> _Activity_:
Among the lines below, which ones contain the word "deletion"? Copy every such line.
_ _ _ _ _ _ _
PR #5522, opened 2023-01-31
Don't query chains that address is not added to

nebolax:
Closes #(issue_number)

## Checklist

- [ ] The PR modified the frontend, and updated the [user guide](https://github.com/rotki/rotki/blob/develop/docs/usage_guide.rst) to reflect the changes.

PR #5529, opened 2023-01-31
Kill evm tx greenlets on account deletion

nebolax:
This PR makes sure that all the greenlets are killed and locks are acquired when deleting an EVM account.

The main bug that caused me spent so much time is the following scenario:

1. An EVM address that has transactions in both ethereum and optimism is added.
2. Frontend queries transactions for the ethereum address. It does this by calling `/evm/transactions` API endpoint with `accounts` being a list with a single item `{'address': 'the-address', 'evm_chain': 'ethereum'}` and `evm_chain` (another standalone argument) being `null`.
3. Same happens for the optimism address.

Since `evm_chain` is `None` in both API calls, this causes the backend to [iterate](https://github.com/rotki/rotki/blob/b725daf8cc2357b690cb3e67ef1fbdc8c85fb98b/rotkehlchen/api/rest.py#L3290) through all supported evm chains and ask them for transactions. Before #5522 this caused that for both of the API calls, the transactions would be asked for both ethereum and optimism. So there were duplicated greenlets for both ethereum and optimism transactions.

These duplicated greenlets would not run simultaneously due to the locks existence, but they would queue one after another and later, when the user would try to delete a transaction, one of the greenlets would be killed and the other one would immediately re-acquire the lock and block the account deletion.

Since #5522 is merged, this is no longer an issue and the greenlets are killed fine. However, I have question. @LefterisJP why not to change the evm transactions endpoint so that it accepts only a single chain argument? I mean, currently there are 2 arguments. `accounts` which is a list of (`address`, `evm_chain`) and another, standalone argument `evm_chain` which caused these discrepancies. Can we maybe change it so that `accounts` becomes just a list of addresses and the chain is determined only by a single `evm_chain` argument?

### DIFF
--- a/rotkehlchen/rotkehlchen.py
+++ b/rotkehlchen/rotkehlchen.py
@@ -11,6 +11,7 @@ from types import MethodType
 from typing import TYPE_CHECKING, Any, DefaultDict, Literal, Optional, Union, cast, overload
 
 import gevent
+from gevent.lock import Semaphore
 
 from rotkehlchen.accounting.accountant import Accountant
 from rotkehlchen.accounting.structures.balance import Balance, BalanceType
@@ -31,6 +32,7 @@ from rotkehlchen.chain.ethereum.node_inquirer import EthereumInquirer
 from rotkehlchen.chain.ethereum.oracles.saddle import SaddleOracle
 from rotkehlchen.chain.ethereum.oracles.uniswap import UniswapV2Oracle, UniswapV3Oracle
 from rotkehlchen.chain.evm.accounting.aggregator import EVMAccountingAggregators
+from rotkehlchen.chain.evm.manager import EvmManager
 from rotkehlchen.chain.evm.nodes import populate_rpc_nodes_in_database
 from rotkehlchen.chain.optimism.accountant import OptimismAccountingAggregator
 from rotkehlchen.chain.optimism.manager import OptimismManager
@@ -49,7 +51,13 @@ from rotkehlchen.db.filtering import NFTFilterQuery
 from rotkehlchen.db.settings import DBSettings, ModifiableDBSettings
 from rotkehlchen.errors.api import PremiumAuthenticationError
 from rotkehlchen.errors.asset import UnknownAsset
-from rotkehlchen.errors.misc import EthSyncError, InputError, RemoteError, SystemPermissionError
+from rotkehlchen.errors.misc import (
+    EthSyncError,
+    GreenletKilledError,
+    InputError,
+    RemoteError,
+    SystemPermissionError,
+)
 from rotkehlchen.exchanges.manager import ExchangeManager
 from rotkehlchen.externalapis.beaconchain import BeaconChain
 from rotkehlchen.externalapis.coingecko import Coingecko
@@ -104,6 +112,20 @@ MAIN_LOOP_SECS_DELAY = 10
 
 ICONS_BATCH_SIZE = 3
 ICONS_QUERY_SLEEP = 60
+
+
+def kill_greenlet_and_acquire_locks(
+        stack: contextlib.ExitStack,
+        acquired_by_this_method: dict[Semaphore, bool],
+        greenlet: gevent.Greenlet,
+        locks: list[Semaphore],
+) -> None:
+    """Kills the provided greenlet and tries to acquire the locks."""
+    greenlet.kill(exception=GreenletKilledError('Killed to delete evm addresses'))
+    for lock in locks:
+        if lock.locked() is False:
+            stack.enter_context(lock)
+            acquired_by_this_method[lock] = True
 
 
 class Rotkehlchen():
@@ -173,8 +195,10 @@ class Rotkehlchen():
         self.shutdown_event = gevent.event.Event()
         self.migration_manager = DataMigrationManager(self)
 
-    def maybe_kill_running_tx_query_tasks(
+    def acquire_all_evm_tx_locks(
             self,
+            stack: contextlib.ExitStack,
+            evm_manager: 'EvmManager',
             blockchain: SupportedBlockchain,
             addresses: list[ChecksumEvmAddress],
     ) -> None:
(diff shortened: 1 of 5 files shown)


LefterisJP:
> I have question. @LefterisJP why not to change the evm transactions endpoint so that it accepts only a single chain argument? I mean, currently there are 2 arguments. `accounts` which is a list of (`address`, `evm_chain`) and another, standalone argument `evm_chain` which caused these discrepancies. Can we maybe change it so that `accounts` becomes just a list of addresses and the chain is determined only by a single `evm_chain` argument?


No, because those are different filters. The (address, chain) filter is just the address filter, with the proper chain prefix now that we are multichain. The chain_id filter is for all transactions of that chain.

> Can we maybe change it so that `accounts` becomes just a list of addresses and the chain is determined only by a single `evm_chain` argument?

This would not let you do many of the filters a user needs. Such as give me lefteris.eth in ethereum mainnet and lefteris.eth in optimism and in avalanche.

rotkehlchen/rotkehlchen.py
```diff
@@ -173,35 +195,108 @@ def __init__(self, args: argparse.Namespace) -> None:
...
+                address = greenlet.kwargs.get('address')
+                if address is None or address in addresses:
+                    kill_greenlet_and_acquire_locks(
+                        stack=stack,
+                        acquired_by_this_method=acquired_by_this_method,
+                        greenlet=greenlet,
+                        locks=[evm_manager.transactions.address_tx_locks[address]],
+                    )
+
+            for greenlet in self.task_manager.running_greenlets.get(self.task_manager._maybe_decode_evm_transactions, []):  # noqa: E501
```
LefterisJP, line 271: This is not needed. 

1. Why is it that important to kill a transaction decodign task?
2. This won't kill the transaction decoding task.Since this will kill just the scheduling event. This is where the scheduling event will actually spawn the decoding task: https://github.com/rotki/rotki/blob/97ec324c0216e55cb8aa1a69d0610ff1030a4d62/rotkehlchen/tasks/manager.py#L476

rotkehlchen/rotkehlchen.py
```diff
@@ -173,35 +195,108 @@ def __init__(self, args: argparse.Namespace) -> None:
...
+                        acquired_by_this_method=acquired_by_this_method,
+                        greenlet=greenlet,
+                        locks=[evm_manager.transactions.missing_receipts_lock],
+                    )
 
-            tx_query_task_greenlets = self.task_manager.running_greenlets.get(self.task_manager._maybe_query_evm_transactions, [])  # noqa: E501
-            for greenlet in tx_query_task_greenlets:
-                if greenlet.kwargs['address'] in addresses:
-                    greenlet.kill()
+            for greenlet in self.task_manager.running_greenlets.get(self.task_manager._maybe_schedule_evm_txreceipts, []):  # noqa: E501
```
LefterisJP, line 281: Same comment as above. You are trying to kill the scheduling event here and not the actual greenlet that will be scheduled

rotkehlchen/rotkehlchen.py
```diff
@@ -173,35 +195,108 @@ def __init__(self, args: argparse.Namespace) -> None:
...
+                    kill_greenlet_and_acquire_locks(
+                        stack=stack,
+                        acquired_by_this_method=acquired_by_this_method,
+                        greenlet=greenlet,
+                        locks=[evm_manager.transactions_decoder.undecoded_tx_query_lock],
+                    )
+
+        if all([acquired_by_this_method[lock] for lock in all_locks]) is True:
+            log.debug('Acquired all locks for killing running tx query tasks')
+        else:
```
LefterisJP, line 293: I don't understand the logic here at all. Why wait until the end to wait on acquiring the lock? What's the point of doing it this way? Just to log something if you manage to acquire all locks immediately? I don't see the point. Or the point of the existence of `acquired_by_this_method`?

LefterisJP (commented):
Left quite a few comments.

I will be honest I don't like the approach you took in `maybe_kill_running_tx_query_tasks` . It's become too complicated and bug-prone and still does not cover all the cases.

You mentioned that 
>Since https://github.com/rotki/rotki/pull/5522 is merged, this is no longer an issue

In that case if this is not solving any actual issue I would be much more wary and careful in any refactoring here. The current approach is definitely not the way.

 To proceed. Split this in two.

Take the killing greenlet and and handling of the task with `None` and empty message out. Also add to it the nitpick I asked in your last PR.

And for the locks and their acquisition separate it out in a new PR which we can think of more (and apply the comments of this PR), if you can simplify and improve the code. And if you can we can decide if it should go in this release or if we should push for later.

If you can't we can close and I will think about it at some point, since there can definitely be issues with those locks but they are non-fatal/edge cases and adding more complexity will turn them into serious errors.

rotkehlchen/rotkehlchen.py
```diff
@@ -106,6 +114,20 @@
...
+def kill_greenlet_and_acquire_locks(
+        stack: contextlib.ExitStack,
+        acquired_by_this_method: dict[Semaphore, bool],
+        greenlet: gevent.Greenlet,
+        locks: list[Semaphore],
+) -> None:
+    """Kills the provided greenlet and tries to acquire the locks."""
+    greenlet.kill(exception=GreenletKilledError('Killed to delete evm addresses'))
+    for lock in locks:
+        if lock.locked() is False:
```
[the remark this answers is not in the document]
nebolax: When a greenlet is killed, it is not guaranteed that the lock is released. For example, imagine this situation:
1. A periodic task for querying transactions runs (and it acquires a lock)
2. A request is made from frontend that also requests transactions (and it lines up in the queue for that lock)

Then we start killing greenlets. First we kill the api task. But since the lock is acquired by the periodic task, it does not free the lock, so we can't be sure here that the lock is acquirable.

rotkehlchen/rotkehlchen.py
nebolax: Mmm yeah, it is complicated. As I said here https://github.com/rotki/rotki/pull/5529#discussion_r1093063359, we may not be able to acquire a lock immediately after killing a greenlet because the lock may still be used by some other greenlet.

So to make sure that we eventually do acquire all the locks, we need this `acquired_by_this_method` dictionary.

------------

But yeah, it is complicated and not sure whether is really needed. Since the most important thing is to just kill the transactions querying greenlets, which is already in develop. And the bug with duplicated transactions-requesting greenlets is already fixed.

rotkehlchen/rotkehlchen.py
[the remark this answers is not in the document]
LefterisJP: Yes but this still does not make sense to me.

> Then we start killing greenlets

The moment you kill the greenlet, you should get the locks it has acquired. No need to complicate things. Since `greenlet.kill()` kills it asynchronously what you would need todo I guess here is kill and wait for it.

And then yet again I don't understand why not just do a blocking acquire at the very end and be done with it? Since this is what you end up doing anyway. We can take the conversation to discord also.

rotkehlchen/rotkehlchen.py
LefterisJP: This is not needed 100% and the approach is too complicated. Taking it to discord to explain it better. Read my other comment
_ _ _ _ _ _ _
> _Task answer_:
Kill evm tx greenlets on account deletion
These duplicated greenlets would not run simultaneously due to the locks existence, but they would queue one after another and later, when the user would try to delete a transaction, one of the greenlets would be killed and the other one would immediately re-acquire the lock and block the account deletion.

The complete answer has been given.